[Start of Attachment]
PR #299, opened 2026-06-29
feat(rules-rfc-9110): align authentication rule execution contexts (#327)

BaggersIO:
## Summary

Aligns every rule in the **authentication** category (`packages/rules-rfc-9110/src/rules/authentication/`) with the execution context(s) that can *actually and meaningfully* run, using only the existing rule framework (issue #327). Closes the gap where rules declared an active context but shipped no rule function (appearing "covered" while doing nothing), and makes every classification honest with a written rationale.

**12 rules reviewed** (11 `*.rule.ts` plus one orphaned `.ts` that the rule-set glob `rules/**/*.rule.js` never loaded).

## Coverage matrix

|---|---|---|---|---|
| `realm-parameter-must-use-quoted-string-syntax` | `test, analytics` | `test, analytics` | **1 (implement)** | `realm` is a challenge param (response-only). Dropped dead request-side scan; scoped to response auth headers + descriptive message; `appliesTo('origin server','proxy')` so it fires on HAR. |
| `authentication-parameter-name-must-occur-once-per-challenge` | `test, analytics` | `test, analytics` | **1 (implement)** | Syntactic check on auth-param values (`getHeader`). Test slot validates server challenges; analyze covers request credentials. Added `appliesTo('origin server','proxy','client','user-agent')` + violation message. |
| `proxy-must-not-modify-authorization` | `analytics` (no fn) | `analytics` (no fn) | **3 (infra-deferred)** | Per-hop modification detection needs correlated inbound/outbound at the proxy; documented rationale; `appliesTo('proxy')`. |
| `proxy-must-not-modify-www-authenticate` | `analytics` (no fn) | `analytics` (no fn) | **3 (infra-deferred)** | Same per-hop linkage requirement; documented rationale; `appliesTo('proxy')`. |
| `proxy-must-not-modify-authentication-info` | `informational` | `analytics` (no fn) | **4 → 3 (reclassify, infra-deferred)** | Mis-typed informational; same shape as its MUST-NOT-modify siblings; promoted to analytics with rationale; `appliesTo('proxy')`. |
| `server-may-send-www-authenticate-in-other-responses` | `static, analytics, test` (broken fn) | `informational` | **4 → 2 (reclassify, informational)** | Permissive MAY. Old fn flagged every response *lacking* the optional header as a violation (inverted, fired on all traffic). Removed fn + active contexts. |
| `origin-server-should-send-401-for-invalid-credentials` | `informational` | `informational` | **2 (informational)** | Validity-of-credentials / protected-resource status is server-internal ground truth; no observable non-conformant condition. Added rationale. |
| `proxy-should-send-407-for-invalid-proxy-credentials` | `informational` | `informational` | **2 (informational)** | Proxy-internal ground truth (requires-auth + credential validity); also a proxy behavior so `test` N/A. Added rationale. |
| `authentication-scheme-must-accept-token-and-quoted-string` | `informational` | `informational` | **2 (informational)** | Property of a scheme *definition*, not of any wire message. Added rationale. |
| `proxy-authenticate-applies-to-next-client` | `informational` | `informational` | **2 (informational)** | Statement of fact about field scope; no requirement. Added rationale. |
| `proxy-may-relay-credentials` | `informational` | `informational` | **2 (informational)** | Permissive MAY, proxy-internal. Added rationale. |
| `user-agent-may-reuse-same-credentials-for-identical-protection-space` | `informational` (not loaded; wrong filename + name) | `informational` | **2 + repair** | Permissive MAY, user-agent-internal. Renamed `.ts` → `.rule.ts` so the glob loads it; rule name aligned to filename. Added rationale. |

**Outcome counts:** Outcome 1 (implemented): **2** · Outcome 2 (informational): **6** · Outcome 3 (infra-deferred): **3** · Outcome 4 (reclassify): **2** (both then land in 2/3, counted above).

## Security-relevant rules

Authentication is security-sensitive throughout; each was handled explicitly:

- **proxy-must-not-modify-{authorization, www-authenticate, authentication-info}** — integrity of credentials and challenges across proxy hops. Kept as honest `analytics`/`appliesTo('proxy')` infra-deferred (outcome 3) rather than faked or downgraded, since they *are* validatable from proxy-recorded traffic. No active context ships without a function except these documented cases.
- **realm-parameter-must-use-quoted-string-syntax** — now actually enforces the MUST quoted-string syntax on server challenges (was a no-op-style check spread over the wrong headers).
- **authentication-parameter-name-must-occur-once-per-challenge** — now emits a descriptive violation; duplicate param names are matched case-insensitively per RFC 9110 §11.2.
- **server-may-send-www-authenticate-in-other-responses** — removed an actively wrong check that penalised servers for *not* using an optional permission (a noise/false-positive hazard), reclassified to informational.
- **origin-server-should-send-401 / proxy-should-send-407 for invalid credentials** — left informational because "invalid credentials" requires server-internal ground truth not present on the wire; documented.

## Reclassification reasoning (non-trivial)

- **server-may-send-www-authenticate-in-other-responses** (`static,test,analytics` → `informational`): the field declared three active contexts and a `validateCommonHttpTransactions(not(responseHeader('www-authenticate')))` call with no validation callback, so every transaction passing the filter (i.e. every response without WWW-Authenticate) was reported as a violation. The RFC text is a permissive MAY with no non-conformant condition, so the correct outcome is informational.
- **proxy-must-not-modify-authentication-info** (`informational` → `analytics`, no fn): identical in nature to the other two proxy MUST-NOT-modify rules (per-hop integrity, validatable only from proxy-recorded traffic). It was inconsistently typed `informational`; unified to the infra-deferred analytics shape.
- **realm scope narrowing**: `realm` only appears in challenges (response auth headers); the previous request-side scan was dead code. Scoped to response headers and `appliesTo('origin server','proxy')` so response-side analyze fires on HAR (HAR response role defaults to `origin server`).
- **orphaned protection-space file**: lacked the `.rule.ts` suffix the rule-set glob requires, so it never loaded, and its internal name (`protection-space-cannot-extend-beyond-origin`) did not match the file. Renamed to `.rule.ts` and aligned the name; kept informational (permissive MAY, user-agent-internal).

## Per-PR checklist

- [x] Every rule in the category reviewed exactly once (12 rules).
- [x] No declared active context (`static`/`test`/`analytics`) left without a rule function, except the documented outcome-3 infrastructure rules.
- [x] No request-side rule assigned to `test` (realm scoped to responses; param-once test slot validates server challenges, request side is inert there).
- [x] Every informational and infra-deferred rule carries a written reason in a code comment near `.type(...)`.
- [x] Header comparisons case-insensitive (`toLowerCase`/`equalsIgnoreCase`); header VALUES read via `validateHttpTransactions` + `getHeader`.
- [x] `appliesTo` uses `'origin server'` (not bare `'server'`) for response-side analyze rules so they fire on HAR.
- [x] Security-relevant rules (auth, proxy integrity) addressed explicitly.
- [x] `npx nx lint rules-rfc-9110` shows 0 new errors/warnings in authentication files (the only lint errors are a pre-existing, package-wide `@nx/enforce-module-boundaries`/`dependency-checks` failure present identically on the clean tree — 568 errors before and after — affecting all categories incl. untouched `content-negotiation`).
- [x] `prettier --check` clean for the category.
- [x] Edited only files under `packages/rules-rfc-9110/src/rules/authentication/**`.
- [x] PR kept as draft.

A prior commit on this branch (`38027243`) removed the execution-context triage rationale comments from every authentication rule. This round restores them and upgrades three infra-deferred rules to real implementations.

### FIX-1 — proxy MUST-NOT-modify rules (outcome-3 → implemented)
`proxy-must-not-modify-authorization`, `proxy-must-not-modify-www-authenticate`, and `proxy-must-not-modify-authentication-info` were `type('analytics')` + `appliesTo('proxy')` with **no rule function and no rationale**. Both are now fixed:
- Restored the outcome-3 rationale comment near `.type('analytics')` explaining that detecting per-hop credential/challenge modification requires correlating the proxy's inbound vs outbound hop, available only from proxy-recorded traffic.
- Implemented the check via `validateCapturedHttpTraces`, comparing the header VALUE (`Authorization` on the request side; `WWW-Authenticate` / `Authentication-Info` on the response side) across adjacent hops whose request/response `meta.role === 'proxy'`. This follows the existing sibling pattern in `routing/message-transformations/`. So these are now genuine implemented checks rather than bare outcome-3 declarations.

### FIX-2 — `authentication-parameter-name-must-occur-once-per-challenge` (mixing / request-side-in-test)
Previously `type('test','analytics')` with a **single** `.rule()` that scanned BOTH request auth headers (`authorization` / `proxy-authorization`) and response challenge headers. The request-side scan is inert in `test` (the request is Thymian-generated). Split into:
- `overrideTest`: scans ONLY response challenge headers (`getHeader` on the response) for duplicate challenge-parameter names.
- `overrideAnalyticsRule`: scans BOTH request-side credentials and response-side challenges against recorded traffic.
Both share a new `scanForDuplicateParameterNames` helper and reuse the existing `parseChallenges` util and the `requestAuthenticationHeaders` / `responseAuthenticationHeaders` name lists.

### FIX-3 — restored informational rationale
Restored the outcome-2 informational rationale comments removed by `38027243` on: `origin-server-should-send-401-for-invalid-credentials`, `proxy-should-send-407-for-invalid-proxy-credentials`, `server-may-send-www-authenticate-in-other-responses`, `authentication-scheme-must-accept-token-and-quoted-string`, `proxy-authenticate-applies-to-next-client`, `proxy-may-relay-credentials`, and `user-agent-may-reuse-same-credentials-for-identical-protection-space`; plus the outcome-1 rationale on `realm-parameter-must-use-quoted-string-syntax`.

Build gate: `tsc -b packages/rules-rfc-9110/tsconfig.lib.json` exits 0. Files formatted with prettier. PR remains a draft.


packages/rules-rfc-9110/src/rules/authentication/origin-server/authentication-info/proxy-must-not-modify-authentication-info.rule.ts
```diff
@@ -2,7 +2,7 @@ import { httpRule } from '@thymian/core';
 
 export default httpRule('rfc9110/proxy-must-not-modify-authentication-info')
   .severity('error')
-  .type('informational')
+  .type('analytics')
```
BaggersIO, line 13: Infrastructure-deferred (outcome 3): this MUST NOT governs a *proxy hop* — a proxy must forward the Authentication-Info response field byte-for-byte. Detecting a violation requires correlating the message a proxy received with the message it forwarded (the inbound and outbound sides of the same hop) and observing that the field value changed. That two-sided, per-hop linkage is not available from a single transaction and is not reliably reconstructable from a typical HAR; it depends on traffic captured at the proxy itself. Because it *is* validatable from proxy-recorded traffic, the rule stays typed `analytics` and scoped to the `proxy` role rather than being downgraded to informational. Previously mis-typed `informational`; reclassified to `analytics` to match its sibling MUST-NOT-modify rules.

packages/rules-rfc-9110/src/rules/authentication/origin-server/www-authenticate/server-may-send-www-authenticate-in-other-responses.rule.ts
```diff
@@ -1,19 +1,15 @@
-import { not, responseHeader } from '@thymian/core';
 import { httpRule } from '@thymian/core';
 
 export default httpRule(
   'rfc9110/server-may-send-www-authenticate-in-other-responses',
 )
   .severity('hint')
-  .type('static', 'analytics', 'test')
+  .type('informational')
```
BaggersIO: Informational (outcome 2): this is a permissive MAY with no non-conformant condition. A server is allowed — but never required — to add a WWW-Authenticate header field to responses other than 401 to hint that (different) credentials might change the result. Neither presence nor absence of the header is a violation, so there is nothing to validate. The previous implementation declared `static, test, analytics` and called `validateCommonHttpTransactions(not(responseHeader('www-authenticate')))` with NO validation callback, which flags every response that does *not* carry WWW-Authenticate as a violation — i.e. it penalised servers for not exercising an optional permission. That inverts the rule and fires on essentially all traffic. The active contexts and rule function have been removed in favour of an honest informational classification.

packages/rules-rfc-9110/src/rules/authentication/parameters/authentication-parameter-name-must-occur-once-per-challenge.rule.ts
```diff
@@ -24,6 +24,10 @@ export default httpRule(
   .description(
     'Authentication parameter names are matched case-insensitively and each parameter name MUST only occur once per challenge.',
   )
+  .summary(
+    'Each authentication parameter name MUST only occur once per challenge (matched case-insensitively).',
+  )
+  .appliesTo('origin server', 'proxy', 'client', 'user-agent')
```
BaggersIO: Implementable (outcome 1): this is a syntactic conformance check on the auth-param syntax carried in authentication header field values, readable via `validateHttpTransactions` + `getHeader` (header VALUES, not just names). It applies to challenges (WWW-Authenticate / Proxy-Authenticate, server-sent) and to credentials (Authorization / Proxy-Authorization, client-sent). The `test` slot validates the server-generated challenges in live responses (a server-behavior check); the request-side credentials are validated against recorded traffic (`analyze`). In `test` the request is generated by Thymian and is always well-formed, so the request-side scan cannot produce a false positive there.

appliesTo: Fire on HAR for both directions: response challenges (origin server / proxy) and request credentials (client / user-agent).

(Anchored to the `.appliesTo` line at line 30 rather than the `.type` line: in the final PR diff this rule's `.type` line falls between hunks, so `.appliesTo` is the nearest in-hunk changed line.)

packages/rules-rfc-9110/src/rules/authentication/realm/realm-parameter-must-use-quoted-string-syntax.rule.ts
```diff
@@ -24,29 +19,33 @@ export default httpRule('rfc9110/realm-parameter-must-use-quoted-string-syntax')
   .description(
     'For historical reasons, a sender MUST only generate the quoted-string syntax for realm parameter values.',
   )
+  .summary(
+    'A sender MUST only generate the quoted-string syntax for realm parameter values.',
+  )
+  .appliesTo('origin server', 'proxy')
```
BaggersIO: Implementable (outcome 1): the `realm` auth-param is a *challenge* parameter — it appears only in the server-generated WWW-Authenticate / Proxy-Authenticate response headers, never in request credentials (Authorization carries no `realm`). It is therefore a server-behavior check: meaningful in `test` (validate the live response Thymian receives) and in `analyze` (recorded traffic). The earlier implementation also scanned request auth headers, which was dead code for this rule; that scan has been dropped so the rule is scoped to the response challenges it actually governs.

appliesTo: Challenges are emitted by the origin server (401) or a proxy (407); include 'origin server' so response-side analyze fires on HAR.

(Anchored to the `.appliesTo` line at line 25 rather than the `.type` line: in the final PR diff this rule's `.type` line falls between hunks, so `.appliesTo` is the nearest in-hunk changed line.)

packages/rules-rfc-9110/src/rules/authentication/realm/user-agent-may-reuse-same-credentials-for-identical-protection-space.rule.ts
```diff
@@ -1,6 +1,8 @@
 import { httpRule } from '@thymian/core';
 
-export default httpRule('rfc9110/protection-space-cannot-extend-beyond-origin')
+export default httpRule(
+  'rfc9110/user-agent-may-reuse-same-credentials-for-identical-protection-space',
+)
   .severity('hint')
   .type('informational')
```
BaggersIO, line 14: Informational (outcome 2): a permissive MAY describing user-agent-internal state — once a request is authorized, the user agent is allowed (but not required) to reuse the same credentials for other requests in the same protection space, for a duration of its own choosing. Both reusing and not reusing are conformant, the duration is implementation-defined, and the protection space is user-agent-internal, so there is no observable non-conformant condition to validate. This file previously lacked the `.rule.ts` suffix required by the rule-set glob (`rules/**/*.rule.js`), so it was never loaded; its rule name also did not match the file. It has been renamed to `.rule.ts` and the rule name aligned to the filename so the (informational) rule is honestly registered.

BaggersIO (commented):
Recording the execution-context triage rationale here (moved out of inline code comments).

Inline line-anchored comments below carry the rationale for the rules whose lines remain in this PR's diff. The rules below are now identical to `main` after the triage comments were removed (their only PR change was the comment, or a `.type` already matching `main`), so they have no diff line to anchor to; their rationale is recorded here in the review body instead:

**`packages/rules-rfc-9110/src/rules/authentication/credentials/origin-server-should-send-401-for-invalid-credentials.rule.ts`** (`.type` line): Informational (outcome 2): the SHOULD is conditioned on the request having omitted, invalid, or partial credentials for a *protected* resource. Whether supplied credentials are valid, and whether a resource is protected, is origin-server-internal ground truth that is not observable from the wire: a 200 with credentials might be a public resource or a successful auth, and a non-401 with bad credentials is indistinguishable from a request the server simply did not treat as protected. Without that ground truth there is no reliable non-conformant condition to detect, so this stays informational.

**`packages/rules-rfc-9110/src/rules/authentication/credentials/proxy-should-send-407-for-invalid-proxy-credentials.rule.ts`** (`.type` line): Informational (outcome 2): the SHOULD is conditioned on the proxy requiring authentication and the request having omitted, invalid, or partial proxy credentials. Whether a proxy requires authentication and whether supplied proxy credentials are valid is proxy-internal ground truth not observable from the wire, so there is no reliable non-conformant condition to detect. (It is also a proxy behavior; Thymian is not the proxy, so `test` is not applicable either.) This stays informational.

**`packages/rules-rfc-9110/src/rules/authentication/origin-server/authorization/proxy-must-not-modify-authorization.rule.ts`** (`.type` line): Infrastructure-deferred (outcome 3): this MUST NOT governs a *proxy hop* — a proxy forwarding a request must not alter its Authorization header field. Detecting a violation requires correlating the request a proxy received with the request it forwarded and observing the field value changed. That two-sided, per-hop linkage is not available from a single transaction and is not reliably reconstructable from a typical HAR; it depends on traffic captured at the proxy itself. Because it *is* validatable from proxy-recorded traffic, the rule stays typed `analytics` and scoped to the `proxy` role, without a rule function, per the outcome-3 contract.

**`packages/rules-rfc-9110/src/rules/authentication/origin-server/www-authenticate/proxy-must-not-modify-www-authenticate.rule.ts`** (`.type` line): Infrastructure-deferred (outcome 3): this MUST NOT governs a *proxy hop* — a proxy forwarding a response must not alter its WWW-Authenticate header field. Detecting a violation requires correlating the response a proxy received with the response it forwarded and observing the field value changed. That two-sided, per-hop linkage is not available from a single transaction and is not reliably reconstructable from a typical HAR; it depends on traffic captured at the proxy itself. Because it *is* validatable from proxy-recorded traffic, the rule stays typed `analytics` and scoped to the `proxy` role, without a rule function, per the outcome-3 contract.

**`packages/rules-rfc-9110/src/rules/authentication/parameters/authentication-scheme-must-accept-token-and-quoted-string.rule.ts`** (`.type` line): Informational (outcome 2): this constrains how an authentication *scheme definition* is specified — a scheme's grammar must accept both token and quoted-string notations for parameter values, for senders and recipients alike. It is a property of the scheme specification, not of any individual HTTP message on the wire, so there is nothing in a request, response, or recorded transaction to validate.

**`packages/rules-rfc-9110/src/rules/authentication/proxy/proxy-authenticate/proxy-authenticate-applies-to-next-client.rule.ts`** (`.type` line): Informational (outcome 2): this is a statement of fact about the *scope* of the Proxy-Authenticate field (it applies only to the next outbound client on the response chain, unlike WWW-Authenticate). It expresses no requirement and defines no non-conformant condition, so there is nothing to validate on the wire.

**`packages/rules-rfc-9110/src/rules/authentication/proxy/proxy-authorization/proxy-may-relay-credentials.rule.ts`** (`.type` line): Informational (outcome 2): a permissive MAY describing internal proxy behavior — a proxy is allowed (but not required) to relay client credentials to the next proxy when proxies cooperatively authenticate. There is no non-conformant condition (relaying and not relaying are both permitted), and the relaying decision is proxy-internal, so there is nothing to validate.

packages/rules-rfc-9110/src/rules/authentication/origin-server/authentication-info/proxy-must-not-modify-authentication-info.rule.ts
matthyk: If this rule is marked as `analytics`, the rule requires a rule imlementation.

packages/rules-rfc-9110/src/rules/authentication/origin-server/www-authenticate/server-may-send-www-authenticate-in-other-responses.rule.ts
matthyk: This behavior is intended. `hints` are meant to be provide such optional HTTP functionalities. I would keep the rule's implementation, type and the `server` tag.

packages/rules-rfc-9110/src/rules/authentication/parameters/authentication-parameter-name-must-occur-once-per-challenge.rule.ts
matthyk:
```suggestion
```

packages/rules-rfc-9110/src/rules/authentication/realm/realm-parameter-must-use-quoted-string-syntax.rule.ts
matthyk:
```suggestion
```

`sender` applies to every component which sends requests/responses.

matthyk (changes requested):

packages/rules-rfc-9110/src/rules/authentication/origin-server/authentication-info/proxy-must-not-modify-authentication-info.rule.ts
BaggersIO: Implemented in 5dca4b32: the rule now correlates the two sides of a proxy hop via `validateCapturedHttpTraces` and reports any change to the field, including additions and removals (the Authorization and WWW-Authenticate siblings got the same treatment). ea330e10 additionally makes the comparison robust against representation differences (string vs. one-element array, unstable order of repeated field lines).

packages/rules-rfc-9110/src/rules/authentication/origin-server/www-authenticate/server-may-send-www-authenticate-in-other-responses.rule.ts
BaggersIO: Reverted in 0c31cfae: implementation, `type("static", "analytics", "test")` and the `server` tag are restored — the file is identical to `main` again.

packages/rules-rfc-9110/src/rules/authentication/parameters/authentication-parameter-name-must-occur-once-per-challenge.rule.ts
BaggersIO: Applied in 0c31cfae — the `.appliesTo(...)` line is removed.

packages/rules-rfc-9110/src/rules/authentication/realm/realm-parameter-must-use-quoted-string-syntax.rule.ts
BaggersIO: Applied in 0c31cfae — the `.appliesTo(...)` line is removed. Good point on the sender scope: since some schemes carry `realm` in request credentials as well (e.g. Digest, RFC 7616), f2f9d08e extends the `analytics` context to also validate request-side Authorization / Proxy-Authorization values, mirroring the test/analytics split of the duplicate-parameter rule. `test` still validates only the server-generated challenges, since Thymian generates the request there.

packages/rules-rfc-9110/src/rules/authentication/parameters/authentication-parameter-name-must-occur-once-per-challenge.rule.ts
```diff
@@ -13,48 +14,101 @@ import {
...
+        if (seenParams.has(lowerName)) {
+          return [
+            {
+              location,
+              violation: {
+                message: `The authentication parameter "${param.name}" occurs more than once in a single challenge of "${headerValue}". Each authentication parameter name MUST only occur once per challenge.`,
+              },
+              findings: [],
+            },
+          ];
```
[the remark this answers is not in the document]
BaggersIO: Fixed in 0c31cfae: the violation message now names only the duplicated parameter; header values are no longer echoed.

packages/rules-rfc-9110/src/rules/authentication/realm/realm-parameter-must-use-quoted-string-syntax.rule.ts
```diff
@@ -2,51 +2,61 @@ import {
...
             for (const param of challenge.parameters) {
               const isRealmParam = equalsIgnoreCase(param.name, 'realm');
               if (isRealmParam && !param.isQuoted) {
-                return [{ location, violation: {}, findings: [] }]; // Violation: realm used token syntax instead of quoted-string
+                return [
+                  {
+                    location,
+                    violation: {
+                      message: `The realm parameter in "${headerValue}" uses token syntax (realm=${param.value}). For historical reasons a sender MUST only generate the quoted-string syntax for realm parameter values (realm="${param.value}").`,
+                    },
```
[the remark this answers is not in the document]
BaggersIO: Fixed in 0c31cfae: the message now reports only the offending `realm` parameter and the required quoted-string form, not the full header value.

packages/rules-rfc-9110/src/rules/authentication/origin-server/authorization/proxy-must-not-modify-authorization.rule.ts
```diff
@@ -10,4 +18,41 @@ export default httpRule('rfc9110/proxy-must-not-modify-authorization')
...
+        }
+
+        const forwarded = getHeader(prev.request.data.headers, 'authorization');
+        const received = getHeader(curr.request.data.headers, 'authorization');
+
+        // A proxy that never received an Authorization field cannot have
+        // modified one; only compare when it is present on the inbound side.
+        if (received === undefined) {
+          continue;
+        }
```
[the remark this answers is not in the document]
BaggersIO: Fixed in 0c31cfae: the guard now skips only when the field is absent on both sides, so removals (and additions) are reported as modifications.

packages/rules-rfc-9110/src/rules/authentication/origin-server/www-authenticate/proxy-must-not-modify-www-authenticate.rule.ts
```diff
@@ -10,4 +19,47 @@ export default httpRule('rfc9110/proxy-must-not-modify-www-authenticate')
...
+        const received = getHeader(
+          curr.response.data.headers,
+          'www-authenticate',
+        );
+
+        // A proxy that never received a WWW-Authenticate field cannot have
+        // modified one; only compare when it is present on the inbound side.
+        if (received === undefined) {
+          continue;
+        }
```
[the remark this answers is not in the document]
BaggersIO: Fixed in 0c31cfae: the guard now skips only when the field is absent on both sides, so additions (and removals) are reported as modifications.

packages/rules-rfc-9110/src/rules/authentication/origin-server/authentication-info/proxy-must-not-modify-authentication-info.rule.ts
```diff
@@ -1,13 +1,65 @@
...
+        const received = getHeader(
+          curr.response.data.headers,
+          'authentication-info',
+        );
+
+        // A proxy that never received an Authentication-Info field cannot have
+        // modified one; only compare when it is present on the inbound side.
+        if (received === undefined) {
+          continue;
+        }
```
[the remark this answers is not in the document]
BaggersIO: Fixed in 0c31cfae: the guard now skips only when the field is absent on both sides, so additions (and removals) are reported as modifications.

packages/rules-rfc-9110/src/rules/authentication/origin-server/www-authenticate/proxy-must-not-modify-www-authenticate.rule.ts
```diff
@@ -10,4 +15,48 @@ export default httpRule('rfc9110/proxy-must-not-modify-www-authenticate')
...
+        );
+
+        // Nothing to compare only when neither hop carried the field. Present
+        // on exactly one side means the proxy added or removed it — itself a
+        // modification this MUST NOT forbids.
+        if (forwarded === undefined && received === undefined) {
+          continue;
+        }
+
+        if (JSON.stringify(forwarded) !== JSON.stringify(received)) {
```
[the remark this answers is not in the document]
BaggersIO: Fixed in ea330e10: both sides are normalized via the shared `equalHeaderValues` helper (coerced to a sorted array, empty meaning absent) before comparison, so representation and ordering differences no longer produce false violations.

packages/rules-rfc-9110/src/rules/authentication/origin-server/authorization/proxy-must-not-modify-authorization.rule.ts
```diff
@@ -10,4 +15,42 @@ export default httpRule('rfc9110/proxy-must-not-modify-authorization')
...
+        const received = getHeader(curr.request.data.headers, 'authorization');
+
+        // Nothing to compare only when neither hop carried the field. Present
+        // on exactly one side means the proxy added or removed it — itself a
+        // modification this MUST NOT forbids.
+        if (forwarded === undefined && received === undefined) {
+          continue;
+        }
+
+        if (JSON.stringify(forwarded) !== JSON.stringify(received)) {
```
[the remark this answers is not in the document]
BaggersIO: Fixed in ea330e10: both sides are normalized via the shared `equalHeaderValues` helper (coerced to a sorted array, empty meaning absent) before comparison, so representation and ordering differences no longer produce false violations.

packages/rules-rfc-9110/src/rules/authentication/origin-server/authentication-info/proxy-must-not-modify-authentication-info.rule.ts
```diff
@@ -1,13 +1,63 @@
...
+        );
+
+        // Nothing to compare only when neither hop carried the field. Present
+        // on exactly one side means the proxy added or removed it — itself a
+        // modification this MUST NOT forbids.
+        if (forwarded === undefined && received === undefined) {
+          continue;
+        }
+
+        if (JSON.stringify(forwarded) !== JSON.stringify(received)) {
```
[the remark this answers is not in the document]
BaggersIO: Fixed in ea330e10: both sides are normalized via the shared `equalHeaderValues` helper (coerced to a sorted array, empty meaning absent) before comparison, so representation and ordering differences no longer produce false violations.

packages/rules-rfc-9110/src/rules/authentication/realm/realm-parameter-must-use-quoted-string-syntax.rule.ts
```diff
@@ -2,51 +2,54 @@ import {
...
+import { responseAuthenticationHeaders } from '../utils/authentication-header-names.js';
 
 export default httpRule('rfc9110/realm-parameter-must-use-quoted-string-syntax')
   .severity('error')
+  // The `realm` auth-param is a *challenge* parameter — it appears only in the
+  // server-generated WWW-Authenticate / Proxy-Authenticate response headers,
+  // never in request credentials (Authorization carries no `realm`). It is
+  // therefore a server-behavior check: meaningful in `test` (validate the live
+  // response Thymian receives) and in `analyze` (recorded traffic).
   .type('test', 'analytics')
```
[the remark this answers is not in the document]
BaggersIO: The role restriction was removed deliberately at maintainer request (see matthyk’s thread on this file): RFC 9110 binds the quoted-string requirement to any *sender*, not only origin servers and proxies. As of f2f9d08e the `analytics` context validates request-side credentials too (e.g. Digest carries `realm` in Authorization), so an origin-server/proxy role filter would be wrong here.

matthyk (approved):

packages/rules-rfc-9110/src/rules/authentication/utils/header-value-equality.ts
```diff
@@ -0,0 +1,33 @@
...
+ */
+export function equalHeaderValues(
+  a: string | string[] | undefined,
+  b: string | string[] | undefined,
+): boolean {
+  return (
+    JSON.stringify(normalizedHeaderValue(a)) ===
+    JSON.stringify(normalizedHeaderValue(b))
+  );
+}
```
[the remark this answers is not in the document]
matthyk: Let's skip such performance optimizations. In the future we should some benchmarks with high volume data/ large API descriptions and identify bottlenecks.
[End of Attachment]
EXERCISE = Copy whichever lines in the listing above hold "after".

WRITTEN SOLUTION =
- [x] `npx nx lint rules-rfc-9110` shows 0 new errors/warnings in authentication files (the only lint errors are a pre-existing, package-wide `@nx/enforce-module-boundaries`/`dependency-checks` failure present identically on the clean tree — 568 errors before and after — affecting all categories incl. untouched `content-negotiation`).
Inline line-anchored comments below carry the rationale for the rules whose lines remain in this PR's diff. The rules below are now identical to `main` after the triage comments were removed (their only PR change was the comment, or a `.type` already matching `main`), so they have no diff line to anchor to; their rationale is recorded here in the review body instead:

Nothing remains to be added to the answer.